Aww im glad hes gonna be ok though! Poor guy... Yeah the smell must have worn off Lily quick enough anyway, bet Steves glad! :lol2: 

Still snowing here too, total nightmare shopping today! Wont be doing that again til this baby is out.


----------



## Emmaj (Dec 3, 2007)

daikenkai said:


> Aww im glad hes gonna be ok though! Poor guy... Yeah the smell must have worn off Lily quick enough anyway, bet Steves glad! :lol2:
> 
> Still snowing here too, total nightmare shopping today! Wont be doing that again til this baby is out.


yeah i bet he is ha ha 

i hate shopping when it aint snowing lol 

had wyot on his walk this morning an a random woman said OMG am i seeing right............i said well your eyes are working so i guess so lol 

she was like OMG thats a....a.....a.... i said raccoon? lol she said yeah......then she just walked off in a kinda daze :lol2:


----------



## daikenkai (May 24, 2007)

Haha! Poor woman! Mind you she'll have something interesting to talk about anyways! Steve phoned last night, Lily is fine and he's gonna email some pics of her when hes got over that mad run. :lol2:


----------



## Emmaj (Dec 3, 2007)

daikenkai said:


> Haha! Poor woman! Mind you she'll have something interesting to talk about anyways! Steve phoned last night, Lily is fine and he's gonna email some pics of her when hes got over that mad run. :lol2:


 
awwww cool thats brill hun 

yeah i did chuckle as the woman wandered off ha ha :lol2:


----------



## Emmaj (Dec 3, 2007)

well i now rember why i dont buy the cats new cat toys anymore lol 

wyot has pulled a rubber mouses ears off an tail.....plus pulled squeaker out too 

smashed to bits the lil balls an nabbed off with the bells taken the cat nip bags in the litter trays an shat on them :lol2:


----------



## samhaines (Oct 12, 2008)

any idears on how to get rosie to like my dad lol XD
every time rosie is out and shes with me shell stomp her feet at home and chace him trying to bite :O. or if im on the chair and shes on the floor and he comes in shell run and hide.


----------



## Loderuna (Mar 9, 2010)

How about feeding her when your dad arrives?
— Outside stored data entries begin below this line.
PR #3723, opened 2020-08-11
RuboCop: Fix Naming/ConstantName

leila-alderman:
Fixes the RuboCop to-do for [Naming/ConstantName](https://docs.rubocop.org/rubocop/0.85/cops_naming.html#namingconstantname).

In this case, RuboCop was incorrectly thinking that `AssertionClass`
should be a constant, likely because of the capitalization used for this
variable. To fix this issue, this variable has been renamed as an
instance variable.

All unit tests:
4543 tests, 72248 assertions, 0 failures, 0 errors, 0 pendings, 0
omissions, 0 notifications
100% passed

### DIFF
--- a/test/test_helper.rb
+++ b/test/test_helper.rb
@@ -31,7 +31,7 @@ end
 
 module ActiveMerchant
   module Assertions
-    AssertionClass = defined?(Minitest) ? MiniTest::Assertion : Test::Unit::AssertionFailedError
+    ASSERTION_CLASS = defined?(Minitest) ? MiniTest::Assertion : Test::Unit::AssertionFailedError
 
     def assert_field(field, value)
       clean_backtrace do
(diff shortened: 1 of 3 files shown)


test/test_helper.rb
```diff
@@ -31,7 +31,7 @@ class SubclassGateway < SimpleTestGateway
 
 module ActiveMerchant
   module Assertions
-    AssertionClass = defined?(Minitest) ? MiniTest::Assertion : Test::Unit::AssertionFailedError
+    @assertion_class = defined?(Minitest) ? MiniTest::Assertion : Test::Unit::AssertionFailedError
```
Carrigan, line 34: This actually subtly changes this entity from a constant to a class-level variables, which makes it mutable. Given how it is used, I don't _think_ this matters, but what do you think about changing `AssertionClass` to `ASSERTION_CLASS` in order to make Rubocop happy and keep it as a constant just in case?

leila-alderman: Thanks for the suggestion! That does indeed appear to appease the mighty RuboCop. 🎉

therufs (approved):
woot!

leila-alderman:
Yay! Thanks for the review @therufs!

Carrigan:
Looks great - thanks for changing the name and for getting rid of this warning 🎉

PR #3733, opened 2020-08-14
Cybersource: Ensure issueradditionaldata comes before partnerSolutionId

britth:
XML parse error observed if this field comes after partnerSolutionId. Switch order and add tests. Also check merchant_descriptor in case that could cause issues.

Unit:
96 tests, 467 assertions, 0 failures, 0 errors, 0 pendings, 0 omissions, 0 notifications
100% passed

Remote:
93 tests, 481 assertions, 5 failures, 0 errors, 0 pendings, 0 omissions, 0 notifications
94.6237% passed


britth:
thanks @curiousepic !

PR #3734, opened 2020-08-14
Orbital: Add cardIndicators field

meagabeth:
CE-710

Unit:
94 tests, 557 assertions, 0 failures, 0 errors, 0 pendings, 0 omissions, 0 notifications
100% passed

Remote:
36 tests, 185 assertions, 4 failures, 0 errors, 0 pendings, 0 omissions, 0 notifications
88.8889% passed

Unrelated, previously failing remote tests:
- test_successful_american_express_authorization_with_3ds
- test_successful_american_express_purchase_with_3ds
- test_successful_master_authorization_with_3ds
- test_successful_master_purchase_with_3ds

### DIFF
--- a/lib/active_merchant/billing/gateways/orbital.rb
+++ b/lib/active_merchant/billing/gateways/orbital.rb
@@ -199,6 +199,7 @@ module ActiveMerchant #:nodoc:
             add_customer_data(xml, creditcard, options)
             add_managed_billing(xml, options)
           end
+          add_card_indicators(xml, options) if @options[:card_indicators]
         end
         commit(order, :authorize, options[:trace_number])
       end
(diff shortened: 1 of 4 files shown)


leila-alderman:
@meagabeth I noticed your after-the-fact RuboCop linting fixes, and just in case you aren't already aware of it, I just wanted to share that you can run `bundle exec rake test:local` on your AM branch locally, which includes a RuboCop check.

It took me _forever_ to find that function and I hated waiting for the CI to finish to see if RuboCop approved it, so I try to share that knowledge as much as possible! :grin:

lib/active_merchant/billing/gateways/orbital.rb
```diff
@@ -219,6 +219,7 @@ def purchase(money, creditcard, options = {})
             add_customer_data(xml, creditcard, options)
             add_managed_billing(xml, options)
           end
+          add_card_indicators(xml, options) if @options[:card_indicators]
```
leila-alderman, line 222: Glancing over the Jira ticket, it seems like this field might also need to be added to the `authorize` action above.

meagabeth: Done! Thank you for catching that.

meagabeth:
Branch successfully merged into master; leaving record of these commits for historical record/reference.

PR #3736, opened 2020-08-18
Orbital: Fix typo in PC3DtlLineTot field

naashton:
PC3Dtllinetot changed to PC3DtlLineTot

CE-762

Unit: 93 tests, 553 assertions, 0 failures, 0 errors, 0 pendings, 0 omissions, 0 notifications
100% passed

Remote: 35 tests, 181 assertions, 5 failures, 0 errors, 0 pendings, 0 omissions, 0 notifications
85.7143% passed

Failed tests appear to be new and unrelated to changes made in Active
Merchant


lib/active_merchant/billing/gateways/orbital.rb
```diff
@@ -412,7 +412,7 @@ def add_line_items(xml, options={})
               xml.tag! :PC3DtlIndex,  byte_limit(index + 1, 2)
               line_item.each do |key, value|
                 if key == :line_tot
-                  formatted_key = :PC3Dtllinetot
+                  formatted_key = :PC3DtlLineTot
```
therufs, line 415: It looks to me like we can actually just get rid of this clause entirely, since `LineTot` = `:line_tot.to_s.camelize`?

therufs: otherwise lgtm; same tests seem to fail for me on master as on branch. 👍

PR #3737, opened 2020-08-18
Payflow: Use application_id to set buttonsource

britth:
For rev share flagging purposes, Payflow requires the corresponding
code to be included as ExtData field BUTTONSOURCE, similar to Paypal.
[Example structure as follows](https://stackoverflow.com/a/19414626), confirmed by paypal/payflow support:

```
<Sale>
     <PayData>
          (Invoice)
          (Tender)
     </PayData>
     (ExtData)*
</Sale>
```

This PR updates sale and auth requests to set this field appropriately
when application_id is provided

Unit:
49 tests, 243 assertions, 0 failures, 0 errors, 0 pendings, 0 omissions, 0 notifications
100% passed

Remote:
38 tests, 156 assertions, 12 failures, 0 errors, 0 pendings, 0 omissions, 0 notifications
68.4211% passed
(unrelated failures preexist on master)

### DIFF
--- a/CHANGELOG
+++ b/CHANGELOG
@@ -7,6 +7,7 @@
 * RuboCop: Fix Style/TrailingCommaInHashLiteral [leila-alderman] #3718
 * RuboCop: Fix Naming/PredicateName [leila-alderman] #3724
 * RuboCop: Fix Style/Attr [leila-alderman] #3728
+* Payflow: Use application_id to set buttonsource [britth] #3737
 
 == Version 1.112.0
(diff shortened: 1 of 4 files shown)


britth:
@leila-alderman thanks for the review! 🎉  that ensure just makes sure that in all the other tests the application_id is set back to `nil`. If you comment out the ensure statement and put a binding in a subsequent test and check the value of ActiveMerchant::Billing::PayflowGateway.application_id, it'll still be `partner_id` in the other tests rather than getting reset.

Or getting him to offer her treats? Food is usually the key to a skunk's affections!


----------



## samhaines (Oct 12, 2008)

tryed that but it only worked for my bf not my dad. she just dosnt like him


----------



## Loderuna (Mar 9, 2010)

That has got to be a serious dislike! Different aftershave? Might he smell of something she doesn't like?


----------



## samhaines (Oct 12, 2008)

dont no.. when they first meet and she was running around she went and pissed on his foot :whistling2:


----------



## Emmaj (Dec 3, 2007)

samhaines said:


> dont no.. when they first meet and she was running around she went and pissed on his foot :whistling2:


what does she do when he picks her up for a cuddle ?


----------



## samhaines (Oct 12, 2008)

trys to run away


----------



## Emmaj (Dec 3, 2007)

samhaines said:


> trys to run away


 
could he not try picking her up and feeding her tastey treats while he has hold of her she may associate him as being the man she gets the tastey treats from when she has a cuddle then


----------



## samhaines (Oct 12, 2008)

tryed that XD she eats the food then runs away and wont go near him agen lol


----------



## Emmaj (Dec 3, 2007)

is there not a room you could put her in with him where she has nowhere to hide so she has to be close to him and him keep offering her treats


----------



## samhaines (Oct 12, 2008)

no dont have any empty rooms =[. we have tryed sorta the same thing in the kitchen but she was having none of it and let of a lil wiff


----------



## suity (Aug 4, 2009)

Thought I should join in the skunk chat! This is Guinness, she's an absolute joy to own and I love her to bits


----------



## Emmaj (Dec 3, 2007)

suity said:


> image
> 
> Thought I should join in the skunk chat! This is Guinness, she's an absolute joy to own and I love her to bits


 
she is adorable :flrt: fantasic snow piccy too :2thumb:


----------



## Emmaj (Dec 3, 2007)

well im having major cuddles from the bam bam tonight :flrt:


----------



## selina20 (May 28, 2008)

Emmaj said:


> well im having major cuddles from the bam bam tonight :flrt:


Send some BamBam cuddles to me. Bandit refuses to come out his cage atm lol


----------



## em_40 (Sep 29, 2010)

Does he take his shoes off when he comes in your house? I have a cat with an extreme phobia of boots


----------



## selina20 (May 28, 2008)

em_40 said:


> Does he take his shoes off when he comes in your house? I have a cat with an extreme phobia of boots


Eh???????


----------



## em_40 (Sep 29, 2010)

Was directed at Samhaines who's skunk doesn't like their dad.http://www.reptileforums.co.uk/forums/members/samhaines.html


----------



## samhaines (Oct 12, 2008)

yeah he takes his shoes off XD
well iv left the house for 2 weeks over xmas leaving him to look after rosie so hopefully they mite bonde a bit lol


----------



## sam gamgee (Apr 8, 2009)

*Lovely!*



suity said:


> image
> 
> Thought I should join in the skunk chat! This is Guinness, she's an absolute joy to own and I love her to bits


 
Glad you are happy with her......really superb pic there in the snow! Exxxxtremely cute!!!!!!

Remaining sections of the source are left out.